How do I want to structure my business?

There are many different business structures to consider, each with its own benefits and drawbacks. The most important thing to consider is how much money you are making. Figure out what you want to do, then choose a structure that will get you there.

If you are just starting out, an LLC or corporation may be best because of the limited liability it offers. If you have enough money to hire people, an S-corp is a good option because it has lower administrative costs than a C-corp. You can be your own boss but still have the benefits of being a corporation.

If you have enough money to pay yourself a salary and cover all of your expenses without taking on debt, then an LLC or Sole Proprietor may be the way to go. But if your business is growing and will need financing, or if there is a possibility that you might not meet your financial obligations, then a C-corp or S-corp may be right for you (these apply to US businesses specifically).

What kind of partnership agreement should I make?

Businesspeople are often so eager to get moving on a deal that they overlook one of the most important decisions they’ll ever make: what kind of partnership agreement to make?

You can have two kinds of agreements. One is an informal partnership. You are partners with the owner of the business, and if either of you moves on, the other one gets to take over the whole thing.

The other kind is a formal partnership. It is like a limited-liability corporation (LLC) or a corporation without stockholders; it has its own legal personality; you can buy and sell shares in it; and if you move on,  your shares don’t go to your heirs but are offered for sale.

Will I require a letter of credit?

When you are doing business abroad, one of the first things you will need to do is arrange payment. This is easier to do if your customer does not have a bank account in the same country as you. 

Most banks will refuse to issue letters of credit for payments made to accounts in other countries.

The exception is when you are dealing with an international company that does business all over the world. 

Such companies may be able to provide you with a letter of credit that states that they will be liable for making the payment required by your contract.

A letter of credit requires you to present your claim on funds in the issuing bank’s local currency.

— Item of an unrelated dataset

PR #167, opened 2017-01-11
Adds zip64 to assembly-h2o

mdymczyk:
Running `./gradlew extendJar -x check -PdownloadH2O=cdh5.4` without that option fails because of our zip being too large.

You will need someone who understands how letters of credit work and can advise on whether this would suit your needs.

Will my payments be made in U.S. dollars or foreign currency?

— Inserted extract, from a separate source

PR #168, opened 2017-01-12
Fix extended SW uber jar

mdymczyk:
On case insensitive systems (such as MacOS X) there's a conflict when sending the `h2odriver_extended.jar` to Hadoop: `META-INF/LICENSE` (a license file) and `META-INF/license` (a folder containing some licenses). It makes the whole job fail to run.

If you’re doing business internationally from the U.S., , you’ll need to decide whether your payments will be made in U.S. dollars or foreign currency. 

There can be several advantages and disadvantages to both approaches, so it’s a good idea to thoroughly examine the situation before deciding which method is best for your business.

One main advantage of making all payments in U.S. dollars is that you only have to account for one currency exchange rate on monetary transactions. 

This is significant if your company does business in more than one country, especially if those countries use different currencies. 

Using the same currency for all transactions simplifies recordkeeping, reduces accounting errors and can make bookkeeping easier. However, there are also some disadvantages of using U.S. dollars in international trade.

If you use U.S. dollars, you also need enough cash on hand to cover your expenses when they occur, whether that is in the United States or overseas. This may require that your company maintain a large amount of liquid assets in U.S.-dollar-denominated assets on hand at all times, which could have an impact on the efficiency of your company’s cash management system and overall liquidity needs.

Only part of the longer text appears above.